Teachers in Oakland, California, headed into another day of strikes Friday after parents and students applauded their demands by keeping city classrooms empty.
Oakland’s 3,000 teachers went on strike Thursday over pay, class sizes and other issues, holding a boisterous rally at City Hall, marching through downtown streets and picketing outside the city’s 86 schools.
Union officials from the Oakland Education Association were returning Friday morning to the negotiating table with district officials.
“Parents, teachers and students spoke with their feet today,” union president Keith Brown said Thursday evening, calling for a strong turnout on Day Two. “Strikes are won on the streets, not at the bargaining table.”
The teachers are asking for a 12 percent retroactive raise covering 2017 to 2020 to compensate for what they say are among the lowest salaries for public school teachers in the expensive San Francisco Bay Area.
“I’m bleeding out every month, falling further into debt,” said Sarah Trauben, 30, who teaches english and government at Oakland Technical High School.

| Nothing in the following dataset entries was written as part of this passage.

Issue #673, opened 2021-12-06
Repository URL input loses focus after typing the first letter


dariadomagala:
**Description**

`Repository URL` input in the create repositories view loses focus after typing one letter.

**Expected result**

The user should be able to type the whole address at once.

**Actual result**

The user has to click on the input again to have the focus on the input and be able to finish typing the address.

**Steps to reproduce**

Go to create a git repository modal and start adding a `Repository URL`

**Troubleshooting**

PR #675, opened 2021-12-07
Fix blur issue at the git repos URL field

wchrapka:
**Description**

Fixes the issue of repository-url input at *Git Repositories*. The input was losing focus after the first character was typed. 

**Related issue(s)**
#673


Wawrzyn321 (changes requested):
Damn, I was expecting the need of contribution to Fundamental or something...

Would you kindly update our e2e tests? We don't need that workaround anymore in `tests/tests/test-git-repositories.spec.js:44`

Wawrzyn321 (approved):

Issue #680, opened 2021-12-08
Add the Edit Deployment view


dariadomagala:
**Description**

Reuse the create view to also edit a Deployment. Replace the 'edit yaml' button with the side drawer, for the 'edit' button with the create-like view.

**Expected result**

**Actual result**

**Steps to reproduce**

**Troubleshooting**

PR #683, opened 2021-12-08
Add a possibility to edit a deployment using new edit modal

dariadomagala:
**Description**

- ...
- ...
- ...

**Related issue(s)**

Resolves https://github.com/kyma-project/busola/issues/680


qbalukom:
what about the "separate service" option? I think it was agreed it should be removed when editing (similar to how limits/quotas are not present when editing a namespace)

qbalukom (approved):

PR #729, opened 2021-12-17
Istio virtual services

qbalukom:


core/src/i18n/en.yaml
```diff
@@ -1568,6 +1570,75 @@ stateful-sets:
...
+    add: add
+    remove: remove
+    request: Request
+    response: Response
+    set: set
+    title: Headers
+  hosts: Hosts
+  http-routes:
+    cors:
+      allow-credentials: Allow Credential
```
grego952, line 1586:
```suggestion
      allow-credentials: Allow Credentials
```

core-ui/src/components/Predefined/Create/VirtualServices/templates.js
```diff
@@ -0,0 +1,11 @@
+export function createTemplate(namespace) {
+  return {
+    apiVersion: 'networking.istio.io/v1beta1',
+    kind: 'VirtualService',
+    metadata: {
+      name: '',
+      namespace: namespace,
+    },
+    spec: {},
```
dariadomagala, line 9: why don't we have anything in the spec? we should have here the minimum to be able to create the VS, name and namespace are not enough.

core/src/i18n/en.yaml
```diff
@@ -1568,6 +1570,75 @@ stateful-sets:
...
+    remove: remove
+    request: Request
+    response: Response
+    set: set
+    title: Headers
+  hosts: Hosts
+  http-routes:
+    cors:
+      allow-credentials: Allow Credentials
+      allow-method: Allow Method
```
dariadomagala, line 1587: we're missing the `allow-header` here as well.

core-ui/src/components/Predefined/Details/VirtualServices/HttpRoutes.js
```diff
@@ -0,0 +1,532 @@
...
+      </ul>
+    </>
+  );
+}
+
+function HttpMatchRequests({ matches }) {
+  const { t } = useTranslation();
+
+  return (
+    <GenericList
```
dariadomagala, line 187: Do we really need a generic list for that? it seems like a big component for such a small view. why won't we use the same approach as we have for cors policies?

dariadomagala: Also, the search is still visible and doesn't work.

dariadomagala: But, with this, you've revealed another tiny bug :)
Please fix this message:
Screen Shot 2021-12-23 at 13 45 35

dariadomagala (changes requested):
1. Why do we display every `Allow Method/Headers` separately like 
```
Allow Method GET
Allow Method POST
...
```
Instead of just 
```
Allow Methods GET, POST, ...
```
?

2. Please change this margin to be the default size
Screen Shot 2021-12-23 at 13 32 45

core-ui/src/components/Predefined/Details/VirtualServices/HttpRoutes.js
qbalukom: the idea of using a generic list is because the matches can be more complex, and as such list entries separate matches, while several rules within a match are line-by-line: 
image

qbalukom: > 2. Please change this margin to be the default size
> 
> Screen Shot 2021-12-23 at 13 32 45

This "margin" stems from the fact that there's an extra panel body in there for additional route info. The condition to check this would be unnecessarily long... 

image

dariadomagala: we can remove the double margin for the matches panel (or wherever the margin comes from) and add it for the additional info panel, so there is no complex condition.

qbalukom: but we're using generic styling from fundamental components for this...

core/src/i18n/en.yaml
```diff
@@ -1603,9 +1603,10 @@ virtualservices:
   http-routes:
     cors:
       allow-credentials: Allow Credentials
-      allow-method: Allow Method
+      allow-headers: Allow Headers
+      allow-methods: Allow Method
```
dariadomagala, line 1607:
```suggestion
      allow-methods: Allow Methods
```

core/src/i18n/en.yaml
```diff
@@ -1603,9 +1603,10 @@ virtualservices:
...
       allow-origin: Allow Origin
```
dariadomagala, line 1608:
```suggestion
      allow-origin: Allow Origins
```

core-ui/src/components/Predefined/Details/VirtualServices/common.js
```diff
@@ -0,0 +1,69 @@
...
+
+  return (
+    <>
+      {match.port && (
+        <>
+          <dd>{t('virtualservices.matches.port')}</dd>
+          <dt>{match.port}</dt>
+        </>
+      )}
+      {match.sourceLabels &&
```
dariadomagala, line 48: Why don't we have it as a list with commas as well?

core-ui/src/components/Predefined/Details/VirtualServices/HttpRoutes.js
```diff
@@ -0,0 +1,532 @@
...
+    operator = '~';
+    value = def.regex;
+    tooltip = t('virtualservices.matches.regex');
+  } else {
+    return '-';
+  }
+
+  return (
+    <>
+      <Tooltip className="match-operator" content={tooltip}>
```
dariadomagala, line 399: I had to read the code to realize there's a tooltip here. In my opinion, it should be more obvious for the user. Maybe we could add a question mark icon?

core-ui/src/components/Predefined/Details/VirtualServices/HttpRoutes.js
```diff
@@ -375,31 +381,24 @@ function HttpFaultInjectionAbort({ abort }) {
 export function StringMatch({ def, ignoreCase }) {
   const { t } = useTranslation();
 
-  let operator;
+  let label;
   let value;
-  let tooltip;
   if (def.exact) {
```
dariadomagala, line 386: Can we use Object.keys instead of so many similar ifs?

core-ui/src/components/Predefined/Details/VirtualServices/HttpRoutes.js
```diff
@@ -1,7 +1,7 @@
 import React from 'react';
 import { useTranslation } from 'react-i18next';
 import { GenericList, Tooltip } from 'react-shared';
-import { LayoutPanel } from 'fundamental-react';
+import { LayoutPanel, Icon } from 'fundamental-react';
```
dariadomagala, line 4: We don't use it here

core-ui/src/components/Predefined/Details/VirtualServices/TlsRoutes.js
```diff
@@ -11,11 +11,15 @@ function TlsMatchAttributesItem({ match }) {
   return (
     <dl>
       <dd>{t('virtualservices.matches.sni-hosts')}</dd>
-      <dt>{match.sniHosts.join(', ')}</dt>
+      {match.sniHosts.map(host => (
```
dariadomagala, line 14:
```suggestion
      {match.sniHosts?.map(host => (
```
Better safe than sorry

core/src/i18n/en.yaml
```diff
@@ -410,7 +410,7 @@ common:
     resource-namespace: '{{resource}} $t(common.labels.namespace)'
     secret: Secret
     service: Service
-    version: Version
+    version: Kyma Dashboard Version
```
dariadomagala, line 417: Where did it come from?

qbalukom: hmm... from the merge... interesting

core-ui/src/components/Predefined/Details/VirtualServices/TlsRoutes.js
qbalukom: technically it's required...

dariadomagala (approved):

core/src/i18n/en.yaml
```diff
@@ -1610,6 +1612,76 @@ stateful-sets:
 top-nav:
   profile:
     preferences: $t(preferences.title)
+virtualservices:
+  description: <0>Virtual Service</0> describes a configuration affecting traffic routing.
```
klaudiagrz, line 1616:
```suggestion
  description: <0>Virtual Service</0> describes a configuration that affects traffic routing.
```

klaudiagrz (approved):

akucharska (approved):

PR #737, opened 2021-12-20
Feature create event subscription and list with details

### LINKED ISSUE #702: Introduce Events Listing and Events Detail View
As [Sebastian](https://github.com/kyma-project/community/blob/main/manifesto/personas.md#sebastian---tech-lead) and [Mathew](https://github.com/kyma-project/community/blob/main/manifesto/personas.md#matthew---cloud-native-software-engineer) I would like to be able to be able to see all the Events in my namespace and be able to modify them using the Busola UI.

**Acceptance Criteria**

- [x] Follow Project DOD
- [x] Events listing and detail follow the same pattern as other List Views and Detail View
- [x] Edit mode is present in the Detail View - creating the edit view is not part of this task
- [x] TW are consulted regarding the location in the Menu
- [x] Events in Funtions will provide deep links
- [x] Tests are present testing the functionality

**Tasks**

- [ ] Add Tasks

mrCherry97:
**Description**
Feature create event subscription and list with details

- Added Event Subscription to Left Nav
- Added Event Subscription list and details
- Added Event Subscription create
- Added Event Subscription deep linking
- Added Event Subscription translations
- Added Event Subscription test for:
   - create via YAML
   - list details

**Related issue(s)**
Closes #702


core-ui/src/shared/components/EventSubscriptionConditionStatus.js
```diff
@@ -0,0 +1,29 @@
...
+          type: 'error',
+          text: t('common.statuses.error'),
+          tooltipMessage: condition?.message,
+        };
+  return (
+    <StatusBadge
+      type={statusBadgeProperties.type}
+      additionalContent={statusBadgeProperties.tooltipMessage}
+      i18n={i18n}
+      noTooltip={condition?.status !== 'False' && !isListView}
```
dariadomagala, line 24: Why don't we show the ready status for the details view?

dariadomagala (changes requested):
One of the DOD says `Events in Funtions will provide deep links` yet there are no deep links on the functions view?
(Additionally, I would also add the links to the list of subscriptions on the services details view since it's the same list)

core-ui/src/shared/components/EventSubscriptionConditionStatus.js
Lyczeq: I asked @Wawrzyn321 what he thought about it and he said that there was no need to inform a user twice because the `Type` information was already there (e.g. 'Subscription Active'). We can discuss it with other team members.

Lyczeq: Referring to your first comment, I'll add deep links for functions and services.

core-ui/src/components/Predefined/Details/EventSubscriptions/EventSubscriptions.details.js
```diff
@@ -0,0 +1,161 @@
...
+  const conditions = eventSubscription?.status?.conditions;
+  const headerRenderer = _ => [
+    t('event-subscription.conditions.last-transition-time'),
+    t('event-subscription.conditions.reason'),
+    t('event-subscription.conditions.status'),
+    t('event-subscription.conditions.type'),
+  ];
+
+  const rowRenderer = condition => [
+    <FormattedDatetime
```
dariadomagala, line 27: Instead of the `FormattedDatetime` component, we should use the `ReadableCreationTimestamp` one here, as we use everywhere else (we use FormattedDatetime only to display the expiration date, which should be displayed differently).

core/src/i18n/en.yaml
```diff
@@ -780,6 +781,12 @@ domains:
     label: Include Domains
     placeholder: Domain that is allowed
 event-subscription:
+  conditions:
+    last-transition-time: Last transition time
```
dariadomagala, line 785: We have `Last transition` in the jobs view and `Last transition time` here. You can pick any of those, but let's just agree to use the same one in both views.

shared/components/ResourceDetails/ResourceDetails.js
```diff
@@ -134,8 +134,11 @@ function Resource({
   silentRefetch,
   updateResourceMutation,
   windowTitle,
+  resourceTitle,
```
dariadomagala, line 137: I don't know what was the agreement, so correct me if I'm wrong. 
Shouldn't we display in the Busola exactly what's on a cluster? So if a resource is called `Subscription` then we should show `Subscription`, not `Event Subscription`? In theory, it's a small difference, I just wonder if it could confuse the user that those are different resources.

core-ui/src/components/Predefined/Create/EventSubscriptions/EventSubscriptions.create.js
```diff
@@ -0,0 +1,30 @@
...
+  resourceUrl,
+}) => {
+  const [eventSubscription, setEventSubscription] = useState(
+    createEventSubscriptionTemplate(namespace),
+  );
+
+  return (
+    <ResourceForm
+      pluralKind="eventsubscriptions"
+      singularName="Event Subscription"
```
dariadomagala, line 20: I believe it should be translated

dariadomagala (changes requested):

core-ui/src/shared/components/EventSubscriptionConditionStatus.js
```diff
@@ -0,0 +1,28 @@
...
+      : {
+          type: 'error',
+          text: t('common.statuses.error'),
+          tooltipMessage: condition?.message,
+        };
+  return (
+    <StatusBadge
+      type={statusBadgeProperties.type}
+      additionalContent={statusBadgeProperties.tooltipMessage}
+      i18n={i18n}
```
dariadomagala, line 23: Let's add a translation to the `ready` state, instead of getting it from the condition type. 
To do that, remove the `condition?.type` from the tooltipMessage above, add `resourceKind='event-subscription'` here, and add a transtaltion to the `en.yaml` file.

core-ui/src/components/Predefined/Details/EventSubscriptions/EventFilters.scss
```diff
@@ -0,0 +1,29 @@
+.event-filters-panel {
```
dariadomagala, line 1: please add a margin above the `property`

core-ui/src/components/Predefined/Details/EventSubscriptions/EventSubscriptions.details.js
```diff
@@ -0,0 +1,125 @@
...
+    },
+    {
+      header: t('event-subscription.sink'),
+      value: ({ spec }) => {
+        const index = spec?.sink.lastIndexOf('/') + 1;
+
+        const firstDot = spec?.sink.indexOf('.');
+        const serviceName = spec?.sink.substring(index, firstDot);
+        return spec?.sink ? (
+          <Link
```
dariadomagala, line 99: Just a thought, maybe we should keep the sink just as a text, without a redirection, and add a link to the service in parenthesis (like it is in the 'controlled by' columns) or just to a separate column? 
If I click on something that's an address, I would expect to be redirected to this address, not to a different view.

dariadomagala (dismissed):

core/src/i18n/en.yaml
```diff
@@ -795,12 +802,24 @@ event-subscription:
...
+  description: <0>Event Subscription</0> is used to subscribe to events.
   errors:
     invalid: The eventType field must have a proper value.
     not-matching-search-query: Couldn't find Event Subscriptions matching this query.
     server: Server error. Contact your cluster admin.
     subscriptions-not-found: There are no Event Subscriptions yet.
+  filters:
+    event-source: Event Source
+    event-type: Event Type
+    property: property
```
klaudiagrz, line 814: Shouldn't `property`, `type` and `value` be capitalized as well?

core/src/i18n/en.yaml
```diff
@@ -421,6 +421,7 @@ common:
     error: 'Error: {{error}}'
     fill-required-data: Fill the remaining required data.
     loading-name: Loading name...
+    no-entries-found: No entries found
```
klaudiagrz, line 424:
```suggestion
    no-entries-found: No entries found.
```

core/src/i18n/en.yaml
```diff
@@ -1194,7 +1213,7 @@ jobs:
     complete: Job completed.
     not-complete: Job in progress.
 kubeconfig-id:
-  error: "Couldn't load kubeconfig ID; configuration not changed (Error: ${{error}})."
+  error: 'Couldn''t load kubeconfig ID; configuration not changed (Error: ${{error}}).'
```
klaudiagrz:
```suggestion
  error: 'Couldn't load a kubeconfig ID; configuration not changed (Error: ${{error}}).'
```

klaudiagrz (approved):

dariadomagala (approved):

She’s taken on a second job as an SAT tutor to make ends meet.
Teachers also want smaller class sizes and say the district needs to hire more full-time nurses and school counselors.
In Sierra Donaldson’s 9th grade biology class at Oakland Tech, she worries about safety in lab classes.
“Class size is huge. I need to keep an eye on 32 14-year-olds, and I feel like it’s just not safe if we’re working with bacteria or other materials,” said Donaldson.
A starting salary in the district is $46,500 a year and the average salary is $63,000, according to the union. In neighboring Berkeley, a starting teacher makes $51,000 a year and the average salary is $75,000, the union said.
“We cannot afford to live here,” said kindergarten teacher Elena Njemanze, who has been teaching in Oakland for eight years and has a master’s degree from Mills College. “I can only afford to pay rent because I have my parents helping me.”
The district initially offered a 5 percent raise covering 2017 to 2020, saying it is squeezed by rising costs and a budget crisis.
In negotiations Wednesday aimed at averting a strike, the district increased its proposal to a 7 percent raise over four years and a one-time 1.5 percent bonus.
But union officials rejected the offer.
Oakland Unified School District spokesman John Sasaki said school administrators hope to get a counter proposal from the union when negotiations resume Friday.
“We haven’t heard any proposal since last May so we’re hoping they have something for us when we meet tomorrow,” Sasaki said.
Local radio host Sana G. posted on Instagram a short video with a dozen Bay Area celebrities, including comedians, musicians, sports stars and others each saying, “I stand with Oakland teachers.” Local celebrities like MC Hammer, Stephen Curry and Oscar winner Mahershala Ali showed support in a video to say they “stand with Oakland teachers.”
Parents showed their support by honoring the picket line, said Will Lynch, a father with a second-grader at Glenview Elementary School, where 9 children out of 460 turned up for school.
“What are we doing not paying teachers enough money? It reflects our society’s values in a very negative way,” he said.
The walkout affects 36,000 students at 86 schools.
“We did not have a single student come to school today,” said Katherine Carter, principal at Oakland SOL middle school. “A couple kids were on the picket lines, but aside from that no kids.”
No students turned up at West Oakland Middle School either, said Brown, the union president.
“It’s unfortunate that it’s come to this, but it shines a spotlight on larger issues,” she said. “Public education is a crisis in our country. The teachers are now lifting that up across different states.”
The union has also called for the district to scrap plans to close as many as 24 schools that serve primarily African-American and Latino students. The union fears further students will be lost to charter schools that drain more than $57 million a year from the district.
Recent strikes across the nation have built on a wave of teacher activism that began last spring. Unions for West Virginia teachers, who staged a nine-day walkout last year, ended another two-day strike Wednesday. Last week, teachers in Denver ended a three-day walkout after reaching a tentative deal raising their wages.
Teachers in Los Angeles, the nation’s second-largest school district, staged a six-day strike last month that ended when they settled on a 6-percent raise with promises of smaller class sizes and the addition of nurses and counselors.